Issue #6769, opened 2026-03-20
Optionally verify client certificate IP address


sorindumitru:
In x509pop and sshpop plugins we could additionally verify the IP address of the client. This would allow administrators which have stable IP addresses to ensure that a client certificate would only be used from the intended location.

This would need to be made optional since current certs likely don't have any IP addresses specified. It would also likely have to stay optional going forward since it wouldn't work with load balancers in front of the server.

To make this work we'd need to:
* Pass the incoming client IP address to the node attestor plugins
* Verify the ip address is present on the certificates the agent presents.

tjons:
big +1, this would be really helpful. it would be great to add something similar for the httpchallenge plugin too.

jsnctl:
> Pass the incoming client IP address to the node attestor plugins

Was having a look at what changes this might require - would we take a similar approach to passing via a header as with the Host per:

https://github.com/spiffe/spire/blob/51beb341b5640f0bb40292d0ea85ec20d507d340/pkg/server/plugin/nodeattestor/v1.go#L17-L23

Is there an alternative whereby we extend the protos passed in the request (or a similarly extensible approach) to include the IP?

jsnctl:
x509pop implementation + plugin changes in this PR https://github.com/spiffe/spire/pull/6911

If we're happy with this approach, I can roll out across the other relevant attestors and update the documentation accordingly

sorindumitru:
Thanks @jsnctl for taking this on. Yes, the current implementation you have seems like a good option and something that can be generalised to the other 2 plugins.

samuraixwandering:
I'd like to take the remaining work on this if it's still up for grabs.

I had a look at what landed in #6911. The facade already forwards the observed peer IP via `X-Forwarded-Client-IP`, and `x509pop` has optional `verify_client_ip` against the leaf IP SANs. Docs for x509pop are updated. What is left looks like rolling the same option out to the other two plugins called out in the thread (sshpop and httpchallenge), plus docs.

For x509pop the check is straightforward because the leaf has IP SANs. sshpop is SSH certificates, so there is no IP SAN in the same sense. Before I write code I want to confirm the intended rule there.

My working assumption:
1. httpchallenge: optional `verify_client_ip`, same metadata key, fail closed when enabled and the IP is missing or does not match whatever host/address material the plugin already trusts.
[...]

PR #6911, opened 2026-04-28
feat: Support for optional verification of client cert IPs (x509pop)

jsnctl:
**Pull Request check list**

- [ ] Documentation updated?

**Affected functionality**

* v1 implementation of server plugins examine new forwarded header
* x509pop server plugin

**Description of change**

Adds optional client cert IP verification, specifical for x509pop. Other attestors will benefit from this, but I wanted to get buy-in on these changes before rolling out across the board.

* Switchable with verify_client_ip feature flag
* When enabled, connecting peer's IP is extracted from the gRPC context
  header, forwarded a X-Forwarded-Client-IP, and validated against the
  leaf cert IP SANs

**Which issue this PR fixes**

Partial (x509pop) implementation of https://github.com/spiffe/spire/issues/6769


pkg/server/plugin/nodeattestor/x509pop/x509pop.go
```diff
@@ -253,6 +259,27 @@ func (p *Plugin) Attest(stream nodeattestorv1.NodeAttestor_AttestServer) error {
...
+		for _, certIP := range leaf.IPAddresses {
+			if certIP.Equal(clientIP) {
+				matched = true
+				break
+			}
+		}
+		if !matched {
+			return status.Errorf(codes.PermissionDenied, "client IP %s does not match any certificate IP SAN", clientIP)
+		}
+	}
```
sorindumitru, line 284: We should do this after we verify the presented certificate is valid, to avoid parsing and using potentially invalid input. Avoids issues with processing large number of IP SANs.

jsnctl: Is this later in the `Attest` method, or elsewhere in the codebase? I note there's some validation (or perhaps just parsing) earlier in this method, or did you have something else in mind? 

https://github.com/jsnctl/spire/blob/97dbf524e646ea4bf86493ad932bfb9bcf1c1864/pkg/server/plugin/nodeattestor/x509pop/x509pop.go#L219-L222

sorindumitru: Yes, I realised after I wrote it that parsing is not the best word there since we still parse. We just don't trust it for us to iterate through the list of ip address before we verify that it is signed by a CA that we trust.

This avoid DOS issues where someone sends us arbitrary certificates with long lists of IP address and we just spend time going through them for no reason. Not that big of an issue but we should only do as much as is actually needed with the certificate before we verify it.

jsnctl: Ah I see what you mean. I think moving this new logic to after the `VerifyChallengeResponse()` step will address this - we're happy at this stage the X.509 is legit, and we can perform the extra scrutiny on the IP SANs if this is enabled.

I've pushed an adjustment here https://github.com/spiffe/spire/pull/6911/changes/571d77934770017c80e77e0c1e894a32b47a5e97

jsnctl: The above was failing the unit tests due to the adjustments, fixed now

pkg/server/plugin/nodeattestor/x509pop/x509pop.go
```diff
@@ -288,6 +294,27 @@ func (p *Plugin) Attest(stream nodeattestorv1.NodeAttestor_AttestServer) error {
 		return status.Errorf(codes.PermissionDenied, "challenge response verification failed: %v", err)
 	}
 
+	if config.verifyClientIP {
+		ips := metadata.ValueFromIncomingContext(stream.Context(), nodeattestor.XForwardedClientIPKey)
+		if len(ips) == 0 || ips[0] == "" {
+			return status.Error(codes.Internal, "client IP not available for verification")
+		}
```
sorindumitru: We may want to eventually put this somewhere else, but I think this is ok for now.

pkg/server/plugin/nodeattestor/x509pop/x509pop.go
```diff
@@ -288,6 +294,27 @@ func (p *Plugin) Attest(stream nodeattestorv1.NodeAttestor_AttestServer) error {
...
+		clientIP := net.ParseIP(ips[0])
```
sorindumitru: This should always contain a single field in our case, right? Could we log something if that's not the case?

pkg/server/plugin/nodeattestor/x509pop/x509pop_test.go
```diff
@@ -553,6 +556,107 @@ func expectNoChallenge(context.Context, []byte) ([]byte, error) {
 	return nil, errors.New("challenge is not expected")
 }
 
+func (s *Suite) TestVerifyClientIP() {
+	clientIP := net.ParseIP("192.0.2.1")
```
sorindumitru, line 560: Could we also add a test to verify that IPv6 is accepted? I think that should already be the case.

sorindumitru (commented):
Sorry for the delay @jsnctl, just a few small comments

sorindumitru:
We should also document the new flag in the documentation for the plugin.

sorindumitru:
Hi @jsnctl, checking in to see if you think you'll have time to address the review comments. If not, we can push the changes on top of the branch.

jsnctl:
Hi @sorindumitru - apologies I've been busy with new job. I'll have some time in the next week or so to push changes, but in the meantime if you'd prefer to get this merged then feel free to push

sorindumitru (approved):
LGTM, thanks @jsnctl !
____________________
- _WHAT TO DO_: All the records above need to be transcribed exactly and in full.

- _WRITTEN SOLUTION_:
Issue #6769, opened 2026-03-20
Optionally verify client certificate IP address


sorindumitru:
In x509pop and sshpop plugins we could additionally verify the IP address of the client. This would allow administrators which have stable IP addresses to ensure that a client certificate would only be used from the intended location.

This would need to be made optional since current certs likely don't have any IP addresses specified. It would also likely have to stay optional going forward since it wouldn't work with load balancers in front of the server.

To make this work we'd need to:
* Pass the incoming client IP address to the node attestor plugins
* Verify the ip address is present on the certificates the agent presents.

tjons:
big +1, this would be really helpful. it would be great to add something similar for the httpchallenge plugin too.

jsnctl:
> Pass the incoming client IP address to the node attestor plugins

Was having a look at what changes this might require - would we take a similar approach to passing via a header as with the Host per:

https://github.com/spiffe/spire/blob/51beb341b5640f0bb40292d0ea85ec20d507d340/pkg/server/plugin/nodeattestor/v1.go#L17-L23

Is there an alternative whereby we extend the protos passed in the request (or a similarly extensible approach) to include the IP?

jsnctl:
x509pop implementation + plugin changes in this PR https://github.com/spiffe/spire/pull/6911

If we're happy with this approach, I can roll out across the other relevant attestors and update the documentation accordingly

sorindumitru:
Thanks @jsnctl for taking this on. Yes, the current implementation you have seems like a good option and something that can be generalised to the other 2 plugins.

samuraixwandering:
I'd like to take the remaining work on this if it's still up for grabs.

I had a look at what landed in #6911. The facade already forwards the observed peer IP via `X-Forwarded-Client-IP`, and `x509pop` has optional `verify_client_ip` against the leaf IP SANs. Docs for x509pop are updated. What is left looks like rolling the same option out to the other two plugins called out in the thread (sshpop and httpchallenge), plus docs.

For x509pop the check is straightforward because the leaf has IP SANs. sshpop is SSH certificates, so there is no IP SAN in the same sense. Before I write code I want to confirm the intended rule there.

My working assumption:
1. httpchallenge: optional `verify_client_ip`, same metadata key, fail closed when enabled and the IP is missing or does not match whatever host/address material the plugin already trusts.
[...]

PR #6911, opened 2026-04-28
feat: Support for optional verification of client cert IPs (x509pop)

jsnctl:
**Pull Request check list**

- [ ] Documentation updated?

**Affected functionality**

* v1 implementation of server plugins examine new forwarded header
* x509pop server plugin

**Description of change**

Adds optional client cert IP verification, specifical for x509pop. Other attestors will benefit from this, but I wanted to get buy-in on these changes before rolling out across the board.

* Switchable with verify_client_ip feature flag
* When enabled, connecting peer's IP is extracted from the gRPC context
  header, forwarded a X-Forwarded-Client-IP, and validated against the
  leaf cert IP SANs

**Which issue this PR fixes**

Partial (x509pop) implementation of https://github.com/spiffe/spire/issues/6769


pkg/server/plugin/nodeattestor/x509pop/x509pop.go
```diff
@@ -253,6 +259,27 @@ func (p *Plugin) Attest(stream nodeattestorv1.NodeAttestor_AttestServer) error {
...
+		for _, certIP := range leaf.IPAddresses {
+			if certIP.Equal(clientIP) {
+				matched = true
+				break
+			}
+		}
+		if !matched {
+			return status.Errorf(codes.PermissionDenied, "client IP %s does not match any certificate IP SAN", clientIP)
+		}
+	}
```
sorindumitru, line 284: We should do this after we verify the presented certificate is valid, to avoid parsing and using potentially invalid input. Avoids issues with processing large number of IP SANs.

jsnctl: Is this later in the `Attest` method, or elsewhere in the codebase? I note there's some validation (or perhaps just parsing) earlier in this method, or did you have something else in mind? 

https://github.com/jsnctl/spire/blob/97dbf524e646ea4bf86493ad932bfb9bcf1c1864/pkg/server/plugin/nodeattestor/x509pop/x509pop.go#L219-L222

sorindumitru: Yes, I realised after I wrote it that parsing is not the best word there since we still parse. We just don't trust it for us to iterate through the list of ip address before we verify that it is signed by a CA that we trust.

This avoid DOS issues where someone sends us arbitrary certificates with long lists of IP address and we just spend time going through them for no reason. Not that big of an issue but we should only do as much as is actually needed with the certificate before we verify it.

jsnctl: Ah I see what you mean. I think moving this new logic to after the `VerifyChallengeResponse()` step will address this - we're happy at this stage the X.509 is legit, and we can perform the extra scrutiny on the IP SANs if this is enabled.

I've pushed an adjustment here https://github.com/spiffe/spire/pull/6911/changes/571d77934770017c80e77e0c1e894a32b47a5e97

jsnctl: The above was failing the unit tests due to the adjustments, fixed now

pkg/server/plugin/nodeattestor/x509pop/x509pop.go
```diff
@@ -288,6 +294,27 @@ func (p *Plugin) Attest(stream nodeattestorv1.NodeAttestor_AttestServer) error {
 		return status.Errorf(codes.PermissionDenied, "challenge response verification failed: %v", err)
 	}
 
+	if config.verifyClientIP {
+		ips := metadata.ValueFromIncomingContext(stream.Context(), nodeattestor.XForwardedClientIPKey)
+		if len(ips) == 0 || ips[0] == "" {
+			return status.Error(codes.Internal, "client IP not available for verification")
+		}
```
sorindumitru: We may want to eventually put this somewhere else, but I think this is ok for now.

pkg/server/plugin/nodeattestor/x509pop/x509pop.go
```diff
@@ -288,6 +294,27 @@ func (p *Plugin) Attest(stream nodeattestorv1.NodeAttestor_AttestServer) error {
...
+		clientIP := net.ParseIP(ips[0])
```
sorindumitru: This should always contain a single field in our case, right? Could we log something if that's not the case?

pkg/server/plugin/nodeattestor/x509pop/x509pop_test.go
```diff
@@ -553,6 +556,107 @@ func expectNoChallenge(context.Context, []byte) ([]byte, error) {
 	return nil, errors.New("challenge is not expected")
 }
 
+func (s *Suite) TestVerifyClientIP() {
+	clientIP := net.ParseIP("192.0.2.1")
```
sorindumitru, line 560: Could we also add a test to verify that IPv6 is accepted? I think that should already be the case.

sorindumitru (commented):
Sorry for the delay @jsnctl, just a few small comments

sorindumitru:
We should also document the new flag in the documentation for the plugin.

sorindumitru:
Hi @jsnctl, checking in to see if you think you'll have time to address the review comments. If not, we can push the changes on top of the branch.

jsnctl:
Hi @sorindumitru - apologies I've been busy with new job. I'll have some time in the next week or so to push changes, but in the meantime if you'd prefer to get this merged then feel free to push

sorindumitru (approved):
LGTM, thanks @jsnctl !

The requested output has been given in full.